Scalar Plumes and Mosquito Orientation
Host-seeking female mosquitoes utilize a variety of sensory cues to locate potential hosts. In addition to visual cues, these signals include CO2, volatile skin emanations, humidity, and thermal cues, each of which can be considered as passive scalars in the environment, primarily distributed by local flow conditions. The behavior of host-seeking female mosquito vectors can be more thoroughly understood by simulating the natural features of the environment through which they navigate. In order to bridge between laboratory findings and the natural, ecologically relevant setting, a unique active flow modulation system consisting of a grid of independently operated paddles was developed. Unlike static grids that generate turbulence within a predefined range of scales, an active grid imposes variable and controllable turbulent structures onto the moving air by synchronized rotation of the paddles at specified frequencies.
This research focuses on designing and manufacturing MEMS devices for turbulence measurements (both scalars and vectors). Conventional sensors suffer from limited spacial and temporal resolutions in high Reynolds number flows or in the near-wall regions of wall-bounded flows. Development of MEMS technology enables mass-production of smaller sensors that can improve sensing resolutions as well as to probe regions of interest that conventional technology could not reach. Yuyang is currently developing MEMS hot- and cold-wires for more accurate turbulence velocity and temperature measurements, as well as sensors to measure humidity in gaseous environment.
Wind Turbine Wakes
With the newest wind turbines reaching nearly 200 meters in diameter, it becomes increasingly difficult to perform computer simulations or laboratory experiments which match all of the governing parameters simultaneously. Prior work has been limited by the interplay of the three important non-dimensional numbers, namely the Reynolds number, Tip Speed Ratio, and the Mach number. In traditional, small-scale wind tunnels these three parameters are impossible to match with the full-scale values.

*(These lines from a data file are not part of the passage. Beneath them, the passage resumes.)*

PR #281, opened 2024-01-22
258 expose a transition path for solvers

### LINKED ISSUE #258: Expose a transition path for solvers
Initially, for demo-ing what that looks like.

alberto-scolari:
Adding interfaces to expose solvers on ALP transition path:
- (pre-existing) solver interface `solve_cg_*`
- (newly added) KML interface `KmlIss*` https://support.huawei.com/enterprise/en/doc/EDOC1100283141/eee6b84d/single-node-mode#EN-US_TOPIC_0000001468009088


bootstrap.sh
```diff
@@ -84,6 +84,7 @@ the location where LPF is installed"
 	echo "  --generator=<value>                 - set the generator for CMake (otherwise use CMake's default)"
 	echo "  --show                              - show generation commands instead of running them"
 	echo "  --delete-files                      - delete files in the current directory without asking for confirmation"
+	echo "  --spblas-prefix                     - delete files in the current directory without asking for confirmation"
```
anyzelman: Explantion is copied from delete-files instead of describing what --spblas-prefix does

include/graphblas/algorithms/conjugate_gradient.hpp
```diff
@@ -154,19 +156,20 @@ namespace grb {
 				grb::identities::zero, grb::identities::one
 			>,
 			class Minus = operators::subtract< IOType >,
-			class Divide = operators::divide< IOType >
+			class Divide = operators::divide< IOType >,
+			typename RSI, typename NZI, Backend backend
```
anyzelman, line 159: Why would we want to expose RSI, NZI, and backend on the algorithm level? (We never do that right?)

include/graphblas/algorithms/conjugate_gradient.hpp
```diff
@@ -310,23 +313,6 @@ namespace grb {
...
-				ret = ret ? ret : grb::dot< descr_dense >( bnorm, temp, b, ring );
-			} else {
-				ret = ret ? ret : grb::dot< descr_dense >( bnorm, b, b, ring );
-			}
-			assert( ret == SUCCESS );
-
-			if( ret == SUCCESS ) {
-				tol *= sqrt( grb::utils::is_complex< IOType >::modulus( bnorm ) );
-			}
-
```
anyzelman: The standard is to pass a relative tolerance to a solver, see e.g. https://docs.octave.org/latest/Specialized-Solvers.html. Two options: either roll this back, or allow for both variants on the ALP/GraphBLAS level (with the relative tolerance as default)

include/graphblas/algorithms/conjugate_gradient.hpp
```diff
@@ -415,13 +401,6 @@ namespace grb {
 			// output that is independent of error code
 			iterations = iter;
 
-			// return correct error code
-			if( ret == SUCCESS ) {
-				if( sqrt( residual ) >= tol ) {
-					// did not converge within iterations
-					return FAILED;
-				}
-			}
```
anyzelman: Even if using an absolute norm the algorithm should return FAILED if it does not reach that tolerance

include/graphblas/nonblocking/vector.hpp
```diff
@@ -197,12 +197,44 @@ namespace grb {
 
 		friend class PinnedVector< D, nonblocking >;
```
anyzelman, line 199: Maybe add a comment here that these are native interface friends? (See e.g. nonblocking/matrix.hpp)

include/transition/kml_iss.h
```diff
@@ -0,0 +1,129 @@
...
+
+int KmlIssCgCleanSI(KmlSolverTask **);
+int KmlIssCgCleanDI(KmlSolverTask **);
+
+
+#ifdef __cplusplus
+} // end extern "C"
+#endif
+
+#endif // end ifdef _H_ALP_KML_ISS
```
anyzelman, line 145: Missing empty line below here

include/transition/kml_iss.h
```diff
@@ -0,0 +1,129 @@
+
+
```
anyzelman: One too many empty lines

include/transition/kml_iss.h
```diff
@@ -0,0 +1,129 @@
...
+#include <stddef.h> // for size_t
+
+#include "solver.h"
+
+#ifdef __cplusplus
+extern "C" {
+#endif
+
+
```
anyzelman: Inconsistent use of two empty lines and one empty line for vertical spacing throughout the file, starting here -- please unify

src/transition/CMakeLists.txt
```diff
@@ -18,48 +18,70 @@
...
+	add_transition_library( spsolver_nonblocking_static STATIC "spsolver_nonblocking" ${CMAKE_CURRENT_SOURCE_DIR}/solver.cpp
+		PUBLIC_LINK_LIBRARIES backend_nonblocking
+	)
 
-	install( TARGETS sparseblas_omp_static
-		EXPORT GraphBLASTargets
-		ARCHIVE DESTINATION "${SHMEM_BACKEND_INSTALL_DIR}"
+	add_transition_library( kml_solver STATIC "kml_solver" ${CMAKE_CURRENT_SOURCE_DIR}/kml_iss.cpp
+		PUBLIC_LINK_LIBRARIES spsolver_nonblocking_static
 	)
```
anyzelman: I prefer that we by default only use the nonblocking backend to generate the solver library. Compiling it with OMP of course works but we want people to use the nonblocking backend, no?

Optionally, the emitting the libraries compiled with the blocking OpenMP backend can be enabled on request.

On the naming: the nonblocking solver libraries should just be called shmem or shmem_parallel, and should not be called `nonblocking`. Otherwise it is not immediately clear to users what it is for-- by contrast, users will always understand what is sequential or shmem parallel.
The blocking backend could be called shmem_blocking: since it would only be generated when the user asks for it, that user should know what is blocking and nonblocking, so we can use that nomenclature.

src/transition/CMakeLists.txt
```diff
@@ -18,48 +18,70 @@
...
+	)
 
-	install( TARGETS sparseblas_static
-		EXPORT GraphBLASTargets
-		ARCHIVE DESTINATION "${SHMEM_BACKEND_INSTALL_DIR}"
+	set( _SPBLAS_PREFIX "kml_" )
+	if( SPBLAS_PREFIX )
+		set( _SPBLAS_PREFIX "${SPBLAS_PREFIX}_" )
+	endif()
+	add_transition_library( ${_SPBLAS_PREFIX}sparseblas_static STATIC "${_SPBLAS_PREFIX}sparseblas"
```
anyzelman: Should the name not be something like `sparseblas_sequential` rather than "sparseblas"?

src/transition/kml_iss.cpp
```diff
@@ -0,0 +1,176 @@
...
+			break;
+		}
+	}
+	return result;
+}
+
+#define KML_CG_PREFIXED( name ) KmlIssCg ## name
+
+
+int KML_CG_PREFIXED(InitSI)( KmlSolverTask **handle, int n, const float *a, const int *ja, const int *ia ) {
```
anyzelman: Please check for line overflow (80 chars max, starting from first non-space char)

src/transition/kml_iss.cpp
```diff
@@ -0,0 +1,176 @@
...
+	return sparse_err_t_2_int( err );
+}
+
+int KML_CG_PREFIXED(InitDI)( KmlSolverTask **handle, int n, const double *a, const int *ja, const int *ia ) {
+	sparse_err_t err = sparse_cg_init_dii( handle, n, a, ja, ia );
+	return sparse_err_t_2_int( err );
+}
+
+
+
```
anyzelman: Remove superfluous empty lines (also below)

src/transition/kml_iss.cpp
```diff
@@ -0,0 +1,176 @@
...
+		if( r != NO_ERROR ) {									\
+			err = ( r == NULL_ARGUMENT ) ?						\
+				KMLSS_NULL_ARGUMENT : KMLSS_INTERNAL_ERROR;		\
+		}														\
+		break;													\
+	}															\
+	default:													\
+		err = KMLSS_BAD_SELECTOR;								\
+	}															\
+	return err;
```
anyzelman: The back-ticks are not space-aligned. Also, not better to define all macros somewhere at the top of this file?

src/transition/kml_iss.cpp
```diff
@@ -0,0 +1,176 @@
...
+
+#define KMLSS_SOLVE( nb, sparse_err_t_val )				\
+	if( nb != 1 ) { return KMLSS_BAD_NB; }				\
+	int err = KMLSS_NO_ERROR;							\
+	const sparse_err_t r = sparse_err_t_val;			\
+	if( r != NO_ERROR ) {								\
+		err = ( r == NULL_ARGUMENT ) ?					\
+			KMLSS_NULL_ARGUMENT : KMLSS_INTERNAL_ERROR;	\
+	}													\
+	return err;
```
anyzelman: same here

anyzelman: (and further down this file also)

src/transition/solver.cpp
```diff
@@ -0,0 +1,686 @@
...
+
+#include <graphblas/algorithms/conjugate_gradient.hpp>
+
+
+template< typename T, typename NZI, typename RSI >
+class CG_Data {
+
+	private:
+
+		typedef grb::Matrix< T, grb::config::default_backend, NZI, NZI, RSI > Matrix;
```
anyzelman: line overflow?

tests/smoke/conjugate_gradient.cpp
```diff
@@ -136,6 +136,39 @@ void ioProgram( const struct input &data_in, bool &success ) {
...
+	grb::operators::add< ScalarType >, grb::operators::mul< ScalarType >,
+	grb::identities::zero, grb::identities::one
+>;
+
+template<
+	Backend backend
+> RC computeNorm(
+	const grb::Vector< ScalarType, backend > &v,
+	grb::Vector< ScalarType, backend > &temp,
+	BaseScalarType &norm
```
anyzelman: The code standard has that the output should be the first argument, not the last

tests/smoke/conjugate_gradient.cpp
```diff
@@ -136,6 +136,39 @@ void ioProgram( const struct input &data_in, bool &success ) {
...
+			}, temp
+		);
+		rc = rc ? rc : grb::dot< descriptors::dense >( bnorm, temp, v, ring );
+	} else {
+		rc = rc ? rc : grb::dot< descriptors::dense >( bnorm, v, v, ring );
+	}
+	assert( rc == SUCCESS );
+
+	norm = rc ? ring.template getZero< BaseScalarType >() :
+		sqrt( grb::utils::is_complex< ScalarType >::modulus( bnorm ) );
```
anyzelman: `sqrt`->`std::sqrt` ?

tests/smoke/conjugate_gradient.cpp
```diff
@@ -209,17 +242,24 @@ void grbProgram( const struct input &data_in, struct output &out ) {
 	set( x, static_cast< ScalarType >( 1 ) / static_cast< ScalarType >( n ) );
 	set( b, static_cast< ScalarType >( 1 ) );
```
anyzelman: `set`->`grb::set`?

tests/smoke/conjugate_gradient.cpp
```diff
@@ -298,6 +338,14 @@ void grbProgram( const struct input &data_in, struct output &out ) {
 		return;
 	}
 
+	const double residual_norm = sqrt( out.residual );
```
anyzelman: std::sqrt

tests/smoke/conjugate_gradient.cpp
```diff
@@ -298,6 +338,14 @@ void grbProgram( const struct input &data_in, struct output &out ) {
...
+	if( residual_norm >= tolerance ) {
+		// notify caller that the residual is too high
+		std::cerr << "Residual is too high: " << residual_norm << " >= " << tolerance << "\n";
+		out.error_code = 40;
+	}
```
anyzelman: In this case, the error code returned should also be `FAILED`

anyzelman (changes requested):
This is great, only super minor comments (and it may needs rebasing-- I did see a force push from me yesterday, but unsure if i did that after the latest merge or not)

include/graphblas/algorithms/conjugate_gradient.hpp
anyzelman: Self-updating: there is one extremely compelling (though futuristic) use case-- that of a dispatching backend that given an incoming compute request, decides on which backend/device the computation should run, and then sends it there. Such a dispatcher was already envisioned on the core primitive level, but also make sense (perhaps even makes more sense) on the algorithm level. Made issue #282 to resolve this for all algorithms at a later stage.

TL;DR this comment can be ignored / resolved without any code changes

bootstrap.sh
alberto-scolari: solved in recent commit

include/graphblas/algorithms/conjugate_gradient.hpp
alberto-scolari: modification reverted

include/graphblas/algorithms/conjugate_gradient.hpp
alberto-scolari: modification reverted

include/graphblas/algorithms/conjugate_gradient.hpp
alberto-scolari: modification reverted

tests/smoke/conjugate_gradient.cpp
alberto-scolari: modification reverted

tests/smoke/conjugate_gradient.cpp
alberto-scolari: modification reverted; other occurrences fixed

tests/smoke/conjugate_gradient.cpp
alberto-scolari: modification reverted

tests/smoke/conjugate_gradient.cpp
alberto-scolari: modification reverted

tests/smoke/conjugate_gradient.cpp
alberto-scolari: modification reverted

include/graphblas/nonblocking/vector.hpp
alberto-scolari: fixed

include/transition/kml_iss.h
alberto-scolari: fixed

include/transition/kml_iss.h
alberto-scolari: fixed

include/transition/kml_iss.h
alberto-scolari: fixed

src/transition/CMakeLists.txt
alberto-scolari: fixed naming and disabling reference[_omp]-based targets by default; optionally enabled via CMake or bootstrap script

src/transition/CMakeLists.txt
alberto-scolari: fixed

src/transition/kml_iss.cpp
alberto-scolari: fixed

src/transition/kml_iss.cpp
alberto-scolari: fixed

anyzelman:
Manually running full test suite with LPF, and waiting GitHub and internal CIs after final code review mods of [8bd4707](https://github.com/Algebraic-Programming/ALP/pull/281/commits/8bd4707ed50f803f3cc538f642075d7f30e55056)

anyzelman:
@alberto-scolari I tested the spblas prefix option but it seems to have no effect: the header and library for the KML solver are still called kml_, and the emitted prefix macro is unchanged as well. I'm also wondering about what prefix should be changed-- should the kml solver interface not always remain the same, and spblas should instead change the spblas.h only? (The doc at bootstrap.sh says only the kml prefix would change.)

The blas_sparse.h header I believe should never change prefixes, as that is the only properly standardised api (as by Duff et al.). At most the prefixes of the extended sparse_blas API (currently prefixed EXTBLAS_) could be configurable.

The spblas API is like an industry de-facto type standard where in fact it is common to allow for changed prefixes, so the option could well apply there.

The MKL solver API is non-standard afaik so can be kept without a capability of changing its prefix. Its implementation in relying on solver.h is really nice btw.

In summary,
1. the --spblas-prefix option should modify the function names in spblas.h only, and leave the mkl stuff unchanged (both its file names and function names);
2. the bootstrap.sh doc should be updated such (in that the option changes function names in spblas.h only);
3. (and primarily:) currently the option seems to do nothing and should be fixed (or removed and kept for a separate MR-- maybe easier)

I meanwhile rebased and relaunched all tests, this time also on ARM for a change with recent tests runs:)

anyzelman:
At this point, all manual tests (unit+smoke) on ARM with LPF pass; all CIs also pass.

anyzelman:
Many thanks @alberto-scolari -- it sadly did however reset a lot of my previous review so please allow me to re-review and merge it tomorrow;) I'll mean time rebase and run the test suite.

anyzelman (dismissed):

anyzelman:
Review OK, manual smoke test with LPF OK. Waiting CIs.

anyzelman:
All CIs OK

anyzelman (approved):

The novel aspect of Alex's work in the Hultmark lab involves using a high-pressure wind tunnel in which the density can be varied, and thus the Reynolds number can be adjusted independently of the Tip Speed Ratio. With this facility, Alex is able to completely match the flow of full-scale wind turbines in a small, laboratory environment. In addition, this facility is instrumented with a hot-wire traverse which allows detailed studies of the turbine wake. Future work will involve studying the effects of tip speed ratio and turbulent inflow using a grid on turbine wake evolution.
Supersonic Flow past a Cylinder
Madeline Vorenkamp is studying the wake oscillations characteristic of a supersonic flow past a cylinder. Specifically, she is working to correlate the Strouhal number of the wake to various characteristic dimensions of the flow. High speed Schlieren videos are taken, using a Phantom V2020 camera on loan from Professor Luc Deike, at 200,000 fps. The image sequences are then processed using Fourier analyses.